Content starts
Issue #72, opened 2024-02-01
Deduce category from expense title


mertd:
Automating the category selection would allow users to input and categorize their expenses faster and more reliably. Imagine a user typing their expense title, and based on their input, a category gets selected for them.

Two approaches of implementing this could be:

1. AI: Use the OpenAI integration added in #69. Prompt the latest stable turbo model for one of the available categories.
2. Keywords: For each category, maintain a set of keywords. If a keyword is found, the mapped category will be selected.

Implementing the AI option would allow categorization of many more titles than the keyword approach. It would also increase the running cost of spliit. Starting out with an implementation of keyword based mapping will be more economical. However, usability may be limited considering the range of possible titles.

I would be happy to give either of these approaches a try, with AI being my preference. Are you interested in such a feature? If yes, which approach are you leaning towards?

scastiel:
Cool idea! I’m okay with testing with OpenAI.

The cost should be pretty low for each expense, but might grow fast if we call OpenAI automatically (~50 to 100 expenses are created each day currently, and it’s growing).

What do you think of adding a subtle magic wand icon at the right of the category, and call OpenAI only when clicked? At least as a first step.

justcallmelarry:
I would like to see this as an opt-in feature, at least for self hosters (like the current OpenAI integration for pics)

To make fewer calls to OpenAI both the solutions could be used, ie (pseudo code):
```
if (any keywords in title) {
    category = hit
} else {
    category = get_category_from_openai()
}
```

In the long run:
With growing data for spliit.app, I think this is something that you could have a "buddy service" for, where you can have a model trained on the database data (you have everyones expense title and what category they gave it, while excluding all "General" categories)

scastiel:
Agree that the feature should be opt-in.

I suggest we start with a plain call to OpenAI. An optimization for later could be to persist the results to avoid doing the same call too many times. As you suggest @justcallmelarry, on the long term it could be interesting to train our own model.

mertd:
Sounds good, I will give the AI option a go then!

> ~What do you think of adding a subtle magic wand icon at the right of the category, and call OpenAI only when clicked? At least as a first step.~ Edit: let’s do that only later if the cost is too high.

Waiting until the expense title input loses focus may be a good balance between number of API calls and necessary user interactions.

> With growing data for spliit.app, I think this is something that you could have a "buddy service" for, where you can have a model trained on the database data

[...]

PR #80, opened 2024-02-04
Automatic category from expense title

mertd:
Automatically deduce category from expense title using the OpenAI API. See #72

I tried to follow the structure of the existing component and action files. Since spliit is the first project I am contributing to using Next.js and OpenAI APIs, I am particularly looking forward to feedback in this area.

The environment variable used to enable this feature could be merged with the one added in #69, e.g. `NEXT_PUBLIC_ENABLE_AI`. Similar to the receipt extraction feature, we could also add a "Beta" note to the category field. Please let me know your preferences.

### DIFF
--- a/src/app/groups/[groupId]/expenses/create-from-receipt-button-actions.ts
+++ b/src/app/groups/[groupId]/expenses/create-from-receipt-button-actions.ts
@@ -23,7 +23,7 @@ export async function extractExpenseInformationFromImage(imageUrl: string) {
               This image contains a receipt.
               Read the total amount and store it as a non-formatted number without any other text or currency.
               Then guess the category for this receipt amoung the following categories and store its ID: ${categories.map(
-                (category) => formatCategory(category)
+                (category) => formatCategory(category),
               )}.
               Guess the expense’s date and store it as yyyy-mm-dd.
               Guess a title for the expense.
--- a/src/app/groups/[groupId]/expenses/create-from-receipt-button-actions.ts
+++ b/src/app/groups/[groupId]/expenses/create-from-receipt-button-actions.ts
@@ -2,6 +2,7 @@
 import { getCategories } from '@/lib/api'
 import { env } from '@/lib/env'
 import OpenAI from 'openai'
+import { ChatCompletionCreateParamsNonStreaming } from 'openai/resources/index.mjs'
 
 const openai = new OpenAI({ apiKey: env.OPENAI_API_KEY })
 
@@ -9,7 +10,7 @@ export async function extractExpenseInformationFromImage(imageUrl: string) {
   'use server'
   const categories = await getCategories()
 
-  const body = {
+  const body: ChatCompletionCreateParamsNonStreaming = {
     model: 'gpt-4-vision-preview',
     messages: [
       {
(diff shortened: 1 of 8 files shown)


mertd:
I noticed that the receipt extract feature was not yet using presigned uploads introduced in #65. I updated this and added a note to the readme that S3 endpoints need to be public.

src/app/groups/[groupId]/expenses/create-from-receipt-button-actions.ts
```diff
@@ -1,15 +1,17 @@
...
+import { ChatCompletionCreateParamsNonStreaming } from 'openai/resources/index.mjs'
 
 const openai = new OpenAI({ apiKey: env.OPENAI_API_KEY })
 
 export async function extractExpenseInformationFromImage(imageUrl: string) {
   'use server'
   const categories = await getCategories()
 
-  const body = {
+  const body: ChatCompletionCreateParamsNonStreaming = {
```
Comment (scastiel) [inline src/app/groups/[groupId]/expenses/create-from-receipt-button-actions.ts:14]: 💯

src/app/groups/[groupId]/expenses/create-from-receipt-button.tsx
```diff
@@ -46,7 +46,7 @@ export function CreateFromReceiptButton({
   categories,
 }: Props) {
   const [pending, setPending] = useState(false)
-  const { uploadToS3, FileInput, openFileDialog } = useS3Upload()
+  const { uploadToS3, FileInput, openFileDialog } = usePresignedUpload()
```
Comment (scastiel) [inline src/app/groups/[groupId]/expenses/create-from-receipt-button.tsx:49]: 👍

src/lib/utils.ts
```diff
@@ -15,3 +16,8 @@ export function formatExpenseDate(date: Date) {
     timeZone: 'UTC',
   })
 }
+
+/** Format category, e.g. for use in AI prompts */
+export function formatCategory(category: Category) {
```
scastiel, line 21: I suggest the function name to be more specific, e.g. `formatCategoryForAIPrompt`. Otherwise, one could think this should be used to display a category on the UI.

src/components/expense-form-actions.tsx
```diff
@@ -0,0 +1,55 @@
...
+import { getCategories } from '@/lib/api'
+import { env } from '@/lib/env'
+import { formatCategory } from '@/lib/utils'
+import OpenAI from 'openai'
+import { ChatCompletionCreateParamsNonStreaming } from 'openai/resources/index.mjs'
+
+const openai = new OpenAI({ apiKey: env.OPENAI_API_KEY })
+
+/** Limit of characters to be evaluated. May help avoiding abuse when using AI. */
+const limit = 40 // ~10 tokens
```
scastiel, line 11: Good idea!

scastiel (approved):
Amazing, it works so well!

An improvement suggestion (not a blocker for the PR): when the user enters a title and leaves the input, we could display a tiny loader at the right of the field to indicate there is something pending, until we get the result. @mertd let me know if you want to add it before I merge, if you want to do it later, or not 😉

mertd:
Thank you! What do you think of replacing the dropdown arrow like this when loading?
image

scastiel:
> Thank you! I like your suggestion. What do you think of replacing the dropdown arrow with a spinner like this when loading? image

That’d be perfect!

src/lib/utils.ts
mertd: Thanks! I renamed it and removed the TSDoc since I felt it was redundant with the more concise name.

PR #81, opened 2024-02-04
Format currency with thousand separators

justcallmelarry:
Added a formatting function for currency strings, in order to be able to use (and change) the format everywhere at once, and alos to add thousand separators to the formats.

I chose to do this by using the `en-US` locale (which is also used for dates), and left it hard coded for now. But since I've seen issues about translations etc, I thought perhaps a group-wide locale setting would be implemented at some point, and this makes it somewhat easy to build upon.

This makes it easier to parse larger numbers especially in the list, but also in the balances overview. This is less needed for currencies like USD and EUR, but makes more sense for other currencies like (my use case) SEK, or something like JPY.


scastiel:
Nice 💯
Content ends
== What is being asked ==
Each record is to be reproduced exactly as it appears.

== Solution to the problem ==
Issue #72, opened 2024-02-01
Deduce category from expense title


mertd:
Automating the category selection would allow users to input and categorize their expenses faster and more reliably. Imagine a user typing their expense title, and based on their input, a category gets selected for them.

Two approaches of implementing this could be:

1. AI: Use the OpenAI integration added in #69. Prompt the latest stable turbo model for one of the available categories.
2. Keywords: For each category, maintain a set of keywords. If a keyword is found, the mapped category will be selected.

Implementing the AI option would allow categorization of many more titles than the keyword approach. It would also increase the running cost of spliit. Starting out with an implementation of keyword based mapping will be more economical. However, usability may be limited considering the range of possible titles.

I would be happy to give either of these approaches a try, with AI being my preference. Are you interested in such a feature? If yes, which approach are you leaning towards?

scastiel:
Cool idea! I’m okay with testing with OpenAI.

The cost should be pretty low for each expense, but might grow fast if we call OpenAI automatically (~50 to 100 expenses are created each day currently, and it’s growing).

What do you think of adding a subtle magic wand icon at the right of the category, and call OpenAI only when clicked? At least as a first step.

justcallmelarry:
I would like to see this as an opt-in feature, at least for self hosters (like the current OpenAI integration for pics)

To make fewer calls to OpenAI both the solutions could be used, ie (pseudo code):
```
if (any keywords in title) {
    category = hit
} else {
    category = get_category_from_openai()
}
```

In the long run:
With growing data for spliit.app, I think this is something that you could have a "buddy service" for, where you can have a model trained on the database data (you have everyones expense title and what category they gave it, while excluding all "General" categories)

scastiel:
Agree that the feature should be opt-in.

I suggest we start with a plain call to OpenAI. An optimization for later could be to persist the results to avoid doing the same call too many times. As you suggest @justcallmelarry, on the long term it could be interesting to train our own model.

mertd:
Sounds good, I will give the AI option a go then!

> ~What do you think of adding a subtle magic wand icon at the right of the category, and call OpenAI only when clicked? At least as a first step.~ Edit: let’s do that only later if the cost is too high.

Waiting until the expense title input loses focus may be a good balance between number of API calls and necessary user interactions.

> With growing data for spliit.app, I think this is something that you could have a "buddy service" for, where you can have a model trained on the database data

[...]

PR #80, opened 2024-02-04
Automatic category from expense title

mertd:
Automatically deduce category from expense title using the OpenAI API. See #72

I tried to follow the structure of the existing component and action files. Since spliit is the first project I am contributing to using Next.js and OpenAI APIs, I am particularly looking forward to feedback in this area.

The environment variable used to enable this feature could be merged with the one added in #69, e.g. `NEXT_PUBLIC_ENABLE_AI`. Similar to the receipt extraction feature, we could also add a "Beta" note to the category field. Please let me know your preferences.

### DIFF
--- a/src/app/groups/[groupId]/expenses/create-from-receipt-button-actions.ts
+++ b/src/app/groups/[groupId]/expenses/create-from-receipt-button-actions.ts
@@ -23,7 +23,7 @@ export async function extractExpenseInformationFromImage(imageUrl: string) {
               This image contains a receipt.
               Read the total amount and store it as a non-formatted number without any other text or currency.
               Then guess the category for this receipt amoung the following categories and store its ID: ${categories.map(
-                (category) => formatCategory(category)
+                (category) => formatCategory(category),
               )}.
               Guess the expense’s date and store it as yyyy-mm-dd.
               Guess a title for the expense.
--- a/src/app/groups/[groupId]/expenses/create-from-receipt-button-actions.ts
+++ b/src/app/groups/[groupId]/expenses/create-from-receipt-button-actions.ts
@@ -2,6 +2,7 @@
 import { getCategories } from '@/lib/api'
 import { env } from '@/lib/env'
 import OpenAI from 'openai'
+import { ChatCompletionCreateParamsNonStreaming } from 'openai/resources/index.mjs'
 
 const openai = new OpenAI({ apiKey: env.OPENAI_API_KEY })
 
@@ -9,7 +10,7 @@ export async function extractExpenseInformationFromImage(imageUrl: string) {
   'use server'
   const categories = await getCategories()
 
-  const body = {
+  const body: ChatCompletionCreateParamsNonStreaming = {
     model: 'gpt-4-vision-preview',
     messages: [
       {
(diff shortened: 1 of 8 files shown)


mertd:
I noticed that the receipt extract feature was not yet using presigned uploads introduced in #65. I updated this and added a note to the readme that S3 endpoints need to be public.

src/app/groups/[groupId]/expenses/create-from-receipt-button-actions.ts
```diff
@@ -1,15 +1,17 @@
...
+import { ChatCompletionCreateParamsNonStreaming } from 'openai/resources/index.mjs'
 
 const openai = new OpenAI({ apiKey: env.OPENAI_API_KEY })
 
 export async function extractExpenseInformationFromImage(imageUrl: string) {
   'use server'
   const categories = await getCategories()
 
-  const body = {
+  const body: ChatCompletionCreateParamsNonStreaming = {
```
Comment (scastiel) [inline src/app/groups/[groupId]/expenses/create-from-receipt-button-actions.ts:14]: 💯

src/app/groups/[groupId]/expenses/create-from-receipt-button.tsx
```diff
@@ -46,7 +46,7 @@ export function CreateFromReceiptButton({
   categories,
 }: Props) {
   const [pending, setPending] = useState(false)
-  const { uploadToS3, FileInput, openFileDialog } = useS3Upload()
+  const { uploadToS3, FileInput, openFileDialog } = usePresignedUpload()
```
Comment (scastiel) [inline src/app/groups/[groupId]/expenses/create-from-receipt-button.tsx:49]: 👍

src/lib/utils.ts
```diff
@@ -15,3 +16,8 @@ export function formatExpenseDate(date: Date) {
     timeZone: 'UTC',
   })
 }
+
+/** Format category, e.g. for use in AI prompts */
+export function formatCategory(category: Category) {
```
scastiel, line 21: I suggest the function name to be more specific, e.g. `formatCategoryForAIPrompt`. Otherwise, one could think this should be used to display a category on the UI.

src/components/expense-form-actions.tsx
```diff
@@ -0,0 +1,55 @@
...
+import { getCategories } from '@/lib/api'
+import { env } from '@/lib/env'
+import { formatCategory } from '@/lib/utils'
+import OpenAI from 'openai'
+import { ChatCompletionCreateParamsNonStreaming } from 'openai/resources/index.mjs'
+
+const openai = new OpenAI({ apiKey: env.OPENAI_API_KEY })
+
+/** Limit of characters to be evaluated. May help avoiding abuse when using AI. */
+const limit = 40 // ~10 tokens
```
scastiel, line 11: Good idea!

scastiel (approved):
Amazing, it works so well!

An improvement suggestion (not a blocker for the PR): when the user enters a title and leaves the input, we could display a tiny loader at the right of the field to indicate there is something pending, until we get the result. @mertd let me know if you want to add it before I merge, if you want to do it later, or not 😉

mertd:
Thank you! What do you think of replacing the dropdown arrow like this when loading?
image

scastiel:
> Thank you! I like your suggestion. What do you think of replacing the dropdown arrow with a spinner like this when loading? image

That’d be perfect!

src/lib/utils.ts
mertd: Thanks! I renamed it and removed the TSDoc since I felt it was redundant with the more concise name.

PR #81, opened 2024-02-04
Format currency with thousand separators

justcallmelarry:
Added a formatting function for currency strings, in order to be able to use (and change) the format everywhere at once, and alos to add thousand separators to the formats.

I chose to do this by using the `en-US` locale (which is also used for dates), and left it hard coded for now. But since I've seen issues about translations etc, I thought perhaps a group-wide locale setting would be implemented at some point, and this makes it somewhat easy to build upon.

This makes it easier to parse larger numbers especially in the list, but also in the balances overview. This is less needed for currencies like USD and EUR, but makes more sense for other currencies like (my use case) SEK, or something like JPY.


scastiel:
Nice 💯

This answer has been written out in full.